Raw data:
____________________

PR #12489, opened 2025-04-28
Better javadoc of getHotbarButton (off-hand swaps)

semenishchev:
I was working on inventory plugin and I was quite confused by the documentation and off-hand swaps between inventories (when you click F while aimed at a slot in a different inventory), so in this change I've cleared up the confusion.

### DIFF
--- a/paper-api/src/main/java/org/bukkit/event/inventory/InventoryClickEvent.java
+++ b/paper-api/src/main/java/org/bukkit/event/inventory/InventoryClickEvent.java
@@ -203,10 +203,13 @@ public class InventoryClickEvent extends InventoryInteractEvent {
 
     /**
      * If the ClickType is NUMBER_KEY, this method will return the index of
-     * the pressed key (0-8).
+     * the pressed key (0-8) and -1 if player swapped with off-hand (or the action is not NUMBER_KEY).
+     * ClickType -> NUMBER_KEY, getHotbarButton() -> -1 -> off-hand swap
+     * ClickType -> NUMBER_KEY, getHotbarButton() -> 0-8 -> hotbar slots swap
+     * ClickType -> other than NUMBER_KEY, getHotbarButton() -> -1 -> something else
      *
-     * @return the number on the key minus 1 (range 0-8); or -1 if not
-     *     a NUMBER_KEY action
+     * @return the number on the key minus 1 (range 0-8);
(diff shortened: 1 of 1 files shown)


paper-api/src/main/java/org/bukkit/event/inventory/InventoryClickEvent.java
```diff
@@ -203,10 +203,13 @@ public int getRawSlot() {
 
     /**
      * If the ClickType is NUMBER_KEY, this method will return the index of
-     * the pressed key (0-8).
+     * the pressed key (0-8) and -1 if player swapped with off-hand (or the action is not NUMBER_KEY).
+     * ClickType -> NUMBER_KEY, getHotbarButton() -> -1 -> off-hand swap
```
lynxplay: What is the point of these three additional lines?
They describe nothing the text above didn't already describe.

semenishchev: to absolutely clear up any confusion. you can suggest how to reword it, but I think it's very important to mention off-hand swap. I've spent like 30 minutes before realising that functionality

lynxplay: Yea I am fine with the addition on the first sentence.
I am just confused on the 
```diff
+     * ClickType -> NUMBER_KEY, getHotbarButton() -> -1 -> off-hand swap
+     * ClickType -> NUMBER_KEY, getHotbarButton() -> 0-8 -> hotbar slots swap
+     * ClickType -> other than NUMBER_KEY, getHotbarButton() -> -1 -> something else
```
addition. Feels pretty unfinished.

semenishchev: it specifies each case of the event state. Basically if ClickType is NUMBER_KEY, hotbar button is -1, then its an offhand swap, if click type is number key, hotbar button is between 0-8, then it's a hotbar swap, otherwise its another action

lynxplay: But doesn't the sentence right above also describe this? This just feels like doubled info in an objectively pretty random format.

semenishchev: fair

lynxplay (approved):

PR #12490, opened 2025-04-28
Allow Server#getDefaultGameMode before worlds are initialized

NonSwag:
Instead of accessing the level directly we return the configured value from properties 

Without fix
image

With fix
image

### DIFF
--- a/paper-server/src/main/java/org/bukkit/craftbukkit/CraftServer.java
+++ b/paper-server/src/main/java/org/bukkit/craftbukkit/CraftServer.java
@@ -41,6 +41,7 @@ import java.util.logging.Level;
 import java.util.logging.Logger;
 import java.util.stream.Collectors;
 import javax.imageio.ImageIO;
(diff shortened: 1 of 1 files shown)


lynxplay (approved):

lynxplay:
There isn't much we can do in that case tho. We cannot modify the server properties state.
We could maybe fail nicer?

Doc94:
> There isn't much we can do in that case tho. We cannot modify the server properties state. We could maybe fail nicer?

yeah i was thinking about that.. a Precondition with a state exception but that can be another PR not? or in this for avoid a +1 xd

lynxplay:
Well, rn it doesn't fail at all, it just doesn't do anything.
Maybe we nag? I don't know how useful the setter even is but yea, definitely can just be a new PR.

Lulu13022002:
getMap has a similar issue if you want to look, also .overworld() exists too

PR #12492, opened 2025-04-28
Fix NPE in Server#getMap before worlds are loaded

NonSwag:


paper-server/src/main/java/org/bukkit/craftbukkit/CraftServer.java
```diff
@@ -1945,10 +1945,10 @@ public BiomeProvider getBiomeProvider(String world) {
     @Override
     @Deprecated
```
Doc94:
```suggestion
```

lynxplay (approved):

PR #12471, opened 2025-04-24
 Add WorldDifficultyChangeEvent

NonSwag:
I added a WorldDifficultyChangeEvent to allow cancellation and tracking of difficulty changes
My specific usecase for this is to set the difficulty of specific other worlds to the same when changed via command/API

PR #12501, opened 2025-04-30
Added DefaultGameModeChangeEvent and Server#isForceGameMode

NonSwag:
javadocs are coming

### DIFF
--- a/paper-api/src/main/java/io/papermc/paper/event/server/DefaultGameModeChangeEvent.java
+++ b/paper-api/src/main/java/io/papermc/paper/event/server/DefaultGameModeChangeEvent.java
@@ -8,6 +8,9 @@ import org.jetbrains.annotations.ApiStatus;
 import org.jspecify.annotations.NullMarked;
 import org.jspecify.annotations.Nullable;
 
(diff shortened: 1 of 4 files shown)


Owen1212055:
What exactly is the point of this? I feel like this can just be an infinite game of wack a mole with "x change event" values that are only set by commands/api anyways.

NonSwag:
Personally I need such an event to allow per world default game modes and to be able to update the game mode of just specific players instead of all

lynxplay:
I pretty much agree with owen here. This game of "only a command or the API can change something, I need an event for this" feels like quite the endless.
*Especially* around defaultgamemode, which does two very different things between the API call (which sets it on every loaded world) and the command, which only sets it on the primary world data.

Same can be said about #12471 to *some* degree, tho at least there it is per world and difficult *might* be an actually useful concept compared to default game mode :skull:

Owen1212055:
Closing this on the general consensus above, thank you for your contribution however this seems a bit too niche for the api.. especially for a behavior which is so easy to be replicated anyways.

____________________

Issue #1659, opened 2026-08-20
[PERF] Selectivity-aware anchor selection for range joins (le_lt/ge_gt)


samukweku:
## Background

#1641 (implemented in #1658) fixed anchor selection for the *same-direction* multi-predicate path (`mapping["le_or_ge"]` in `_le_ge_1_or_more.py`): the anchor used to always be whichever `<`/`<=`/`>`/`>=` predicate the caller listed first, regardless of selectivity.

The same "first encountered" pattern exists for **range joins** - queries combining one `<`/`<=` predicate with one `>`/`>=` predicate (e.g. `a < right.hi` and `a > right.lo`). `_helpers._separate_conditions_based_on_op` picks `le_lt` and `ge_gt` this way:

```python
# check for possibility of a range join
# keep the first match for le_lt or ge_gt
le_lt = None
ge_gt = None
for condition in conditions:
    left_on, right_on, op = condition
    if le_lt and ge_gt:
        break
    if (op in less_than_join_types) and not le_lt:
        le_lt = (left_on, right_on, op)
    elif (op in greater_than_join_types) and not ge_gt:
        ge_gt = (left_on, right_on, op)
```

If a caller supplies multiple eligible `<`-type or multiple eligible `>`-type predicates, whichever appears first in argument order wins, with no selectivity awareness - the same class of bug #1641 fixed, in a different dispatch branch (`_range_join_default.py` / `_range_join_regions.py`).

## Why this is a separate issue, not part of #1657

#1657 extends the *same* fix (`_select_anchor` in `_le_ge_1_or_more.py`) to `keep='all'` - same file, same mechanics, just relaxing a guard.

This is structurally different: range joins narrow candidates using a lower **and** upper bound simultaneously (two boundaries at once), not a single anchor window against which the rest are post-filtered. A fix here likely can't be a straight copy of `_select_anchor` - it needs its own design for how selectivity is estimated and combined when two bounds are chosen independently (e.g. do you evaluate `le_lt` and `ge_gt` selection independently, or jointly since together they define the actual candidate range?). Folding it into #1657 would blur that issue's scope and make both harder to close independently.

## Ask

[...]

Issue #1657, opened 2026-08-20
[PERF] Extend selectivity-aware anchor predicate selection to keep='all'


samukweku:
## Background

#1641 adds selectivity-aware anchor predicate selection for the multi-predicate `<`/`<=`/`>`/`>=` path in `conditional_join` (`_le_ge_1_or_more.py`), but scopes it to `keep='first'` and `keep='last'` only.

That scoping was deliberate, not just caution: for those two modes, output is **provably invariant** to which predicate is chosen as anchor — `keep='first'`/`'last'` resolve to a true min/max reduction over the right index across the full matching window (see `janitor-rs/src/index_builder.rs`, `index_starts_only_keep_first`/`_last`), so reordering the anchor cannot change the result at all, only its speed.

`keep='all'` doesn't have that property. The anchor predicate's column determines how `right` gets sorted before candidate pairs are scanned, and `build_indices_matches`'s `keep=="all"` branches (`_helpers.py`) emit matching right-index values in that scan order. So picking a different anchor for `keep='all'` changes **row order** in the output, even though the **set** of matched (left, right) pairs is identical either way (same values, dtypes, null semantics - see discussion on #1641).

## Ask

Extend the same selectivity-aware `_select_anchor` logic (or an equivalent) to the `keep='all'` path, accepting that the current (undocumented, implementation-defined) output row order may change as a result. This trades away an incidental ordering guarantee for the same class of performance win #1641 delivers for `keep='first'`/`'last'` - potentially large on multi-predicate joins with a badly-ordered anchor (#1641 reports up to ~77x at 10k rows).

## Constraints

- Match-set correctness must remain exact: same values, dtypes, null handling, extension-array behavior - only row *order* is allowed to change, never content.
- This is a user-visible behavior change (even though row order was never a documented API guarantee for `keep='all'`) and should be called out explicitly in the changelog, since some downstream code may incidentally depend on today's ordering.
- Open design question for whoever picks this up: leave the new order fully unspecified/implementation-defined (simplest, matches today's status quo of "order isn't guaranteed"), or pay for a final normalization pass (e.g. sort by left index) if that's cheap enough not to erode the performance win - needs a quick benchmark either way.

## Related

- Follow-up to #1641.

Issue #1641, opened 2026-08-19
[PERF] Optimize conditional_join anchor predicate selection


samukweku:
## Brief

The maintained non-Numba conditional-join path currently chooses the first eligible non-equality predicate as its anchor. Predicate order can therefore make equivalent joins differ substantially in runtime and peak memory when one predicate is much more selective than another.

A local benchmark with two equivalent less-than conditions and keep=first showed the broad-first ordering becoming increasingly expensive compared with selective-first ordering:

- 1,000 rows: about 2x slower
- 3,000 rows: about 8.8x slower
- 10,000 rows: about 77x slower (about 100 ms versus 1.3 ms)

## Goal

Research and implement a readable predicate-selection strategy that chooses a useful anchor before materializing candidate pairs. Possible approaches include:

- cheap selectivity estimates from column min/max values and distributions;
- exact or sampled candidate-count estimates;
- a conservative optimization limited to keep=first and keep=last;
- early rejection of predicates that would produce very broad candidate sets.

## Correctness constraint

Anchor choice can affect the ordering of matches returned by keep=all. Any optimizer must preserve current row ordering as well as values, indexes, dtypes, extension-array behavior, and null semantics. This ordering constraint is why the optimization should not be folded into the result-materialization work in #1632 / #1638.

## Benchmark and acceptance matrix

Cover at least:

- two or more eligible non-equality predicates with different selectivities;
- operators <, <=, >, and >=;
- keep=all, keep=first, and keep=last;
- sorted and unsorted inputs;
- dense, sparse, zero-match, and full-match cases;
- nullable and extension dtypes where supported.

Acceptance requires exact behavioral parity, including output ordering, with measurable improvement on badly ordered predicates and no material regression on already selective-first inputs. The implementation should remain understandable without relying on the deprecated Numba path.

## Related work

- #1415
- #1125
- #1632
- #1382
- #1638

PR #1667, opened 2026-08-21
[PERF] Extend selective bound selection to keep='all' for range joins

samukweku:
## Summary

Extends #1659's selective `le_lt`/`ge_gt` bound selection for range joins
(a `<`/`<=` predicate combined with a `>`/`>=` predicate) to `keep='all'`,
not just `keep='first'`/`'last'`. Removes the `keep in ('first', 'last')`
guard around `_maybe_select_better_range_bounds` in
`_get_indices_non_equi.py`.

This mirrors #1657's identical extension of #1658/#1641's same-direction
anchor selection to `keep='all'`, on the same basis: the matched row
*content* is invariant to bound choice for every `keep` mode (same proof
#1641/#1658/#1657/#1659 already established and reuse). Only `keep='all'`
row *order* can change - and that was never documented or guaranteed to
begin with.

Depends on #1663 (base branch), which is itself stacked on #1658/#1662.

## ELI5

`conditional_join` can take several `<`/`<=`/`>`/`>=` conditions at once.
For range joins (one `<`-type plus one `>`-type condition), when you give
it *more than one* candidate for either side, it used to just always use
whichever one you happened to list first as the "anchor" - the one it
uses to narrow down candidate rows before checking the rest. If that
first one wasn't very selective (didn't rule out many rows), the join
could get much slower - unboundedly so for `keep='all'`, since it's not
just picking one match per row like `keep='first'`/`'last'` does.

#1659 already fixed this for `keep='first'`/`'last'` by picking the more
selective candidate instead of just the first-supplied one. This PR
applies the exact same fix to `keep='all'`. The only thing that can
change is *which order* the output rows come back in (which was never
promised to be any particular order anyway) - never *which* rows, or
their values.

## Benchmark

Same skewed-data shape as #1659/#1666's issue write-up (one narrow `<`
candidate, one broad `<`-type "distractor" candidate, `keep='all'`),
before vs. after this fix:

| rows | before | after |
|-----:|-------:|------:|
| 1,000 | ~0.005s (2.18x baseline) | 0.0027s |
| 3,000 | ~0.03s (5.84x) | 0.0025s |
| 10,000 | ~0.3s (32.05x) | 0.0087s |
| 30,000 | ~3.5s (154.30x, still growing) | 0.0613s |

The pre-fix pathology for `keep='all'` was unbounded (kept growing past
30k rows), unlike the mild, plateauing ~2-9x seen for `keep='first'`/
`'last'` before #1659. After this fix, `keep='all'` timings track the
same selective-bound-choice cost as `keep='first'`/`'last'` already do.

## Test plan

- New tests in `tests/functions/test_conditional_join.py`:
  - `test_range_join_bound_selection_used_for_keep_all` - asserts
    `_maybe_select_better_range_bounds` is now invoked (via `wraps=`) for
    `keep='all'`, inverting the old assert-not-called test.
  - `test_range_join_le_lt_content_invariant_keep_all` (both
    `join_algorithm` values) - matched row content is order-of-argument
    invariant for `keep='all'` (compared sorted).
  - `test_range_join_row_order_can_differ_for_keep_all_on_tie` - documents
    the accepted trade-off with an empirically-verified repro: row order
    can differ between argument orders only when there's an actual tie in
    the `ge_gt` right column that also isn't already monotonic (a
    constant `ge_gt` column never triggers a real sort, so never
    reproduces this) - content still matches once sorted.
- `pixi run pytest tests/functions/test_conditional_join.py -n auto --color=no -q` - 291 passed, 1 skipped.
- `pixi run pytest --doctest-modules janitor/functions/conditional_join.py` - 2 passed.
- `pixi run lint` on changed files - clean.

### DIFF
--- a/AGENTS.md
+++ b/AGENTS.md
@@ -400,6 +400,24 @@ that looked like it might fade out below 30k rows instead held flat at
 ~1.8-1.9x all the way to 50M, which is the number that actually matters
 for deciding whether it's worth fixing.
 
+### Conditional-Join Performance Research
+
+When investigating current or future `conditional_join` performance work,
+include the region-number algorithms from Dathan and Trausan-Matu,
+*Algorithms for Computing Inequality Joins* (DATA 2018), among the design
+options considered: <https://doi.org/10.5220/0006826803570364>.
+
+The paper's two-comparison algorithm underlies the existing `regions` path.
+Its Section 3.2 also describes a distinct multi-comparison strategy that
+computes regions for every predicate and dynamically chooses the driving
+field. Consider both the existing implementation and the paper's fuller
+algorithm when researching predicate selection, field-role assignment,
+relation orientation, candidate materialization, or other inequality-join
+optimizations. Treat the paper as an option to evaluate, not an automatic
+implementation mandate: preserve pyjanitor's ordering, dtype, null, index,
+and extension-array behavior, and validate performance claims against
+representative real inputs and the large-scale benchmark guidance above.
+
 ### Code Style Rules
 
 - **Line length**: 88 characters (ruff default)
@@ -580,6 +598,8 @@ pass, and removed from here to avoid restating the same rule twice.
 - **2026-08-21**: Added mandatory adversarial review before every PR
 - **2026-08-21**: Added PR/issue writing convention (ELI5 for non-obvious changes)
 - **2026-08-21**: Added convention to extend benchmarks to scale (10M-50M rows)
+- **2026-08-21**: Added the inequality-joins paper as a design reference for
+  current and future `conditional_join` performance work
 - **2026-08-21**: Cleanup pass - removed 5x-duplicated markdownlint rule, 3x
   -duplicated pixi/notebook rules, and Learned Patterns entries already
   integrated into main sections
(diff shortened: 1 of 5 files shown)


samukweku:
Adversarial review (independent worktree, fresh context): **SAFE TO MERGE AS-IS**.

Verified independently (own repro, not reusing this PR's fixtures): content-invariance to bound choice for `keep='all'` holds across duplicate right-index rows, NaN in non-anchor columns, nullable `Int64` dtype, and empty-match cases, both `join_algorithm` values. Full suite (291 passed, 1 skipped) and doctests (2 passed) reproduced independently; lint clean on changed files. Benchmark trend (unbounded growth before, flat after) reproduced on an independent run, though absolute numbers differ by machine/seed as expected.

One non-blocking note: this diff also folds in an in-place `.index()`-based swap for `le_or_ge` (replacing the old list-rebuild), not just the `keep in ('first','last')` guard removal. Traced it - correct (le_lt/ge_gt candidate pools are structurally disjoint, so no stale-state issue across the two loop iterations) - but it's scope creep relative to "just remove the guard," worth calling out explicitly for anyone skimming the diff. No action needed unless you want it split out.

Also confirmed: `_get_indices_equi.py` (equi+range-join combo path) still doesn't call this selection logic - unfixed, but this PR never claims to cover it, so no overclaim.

____________________

Exercise objective:
Quote the data above from the line containing "javadocs are coming" to the line containing "primary world data.", inclusive, and stop.

Output of the task:
javadocs are coming

### DIFF
--- a/paper-api/src/main/java/io/papermc/paper/event/server/DefaultGameModeChangeEvent.java
+++ b/paper-api/src/main/java/io/papermc/paper/event/server/DefaultGameModeChangeEvent.java
@@ -8,6 +8,9 @@ import org.jetbrains.annotations.ApiStatus;
 import org.jspecify.annotations.NullMarked;
 import org.jspecify.annotations.Nullable;
 
(diff shortened: 1 of 4 files shown)


Owen1212055:
What exactly is the point of this? I feel like this can just be an infinite game of wack a mole with "x change event" values that are only set by commands/api anyways.

NonSwag:
Personally I need such an event to allow per world default game modes and to be able to update the game mode of just specific players instead of all

lynxplay:
I pretty much agree with owen here. This game of "only a command or the API can change something, I need an event for this" feels like quite the endless.
*Especially* around defaultgamemode, which does two very different things between the API call (which sets it on every loaded world) and the command, which only sets it on the primary world data.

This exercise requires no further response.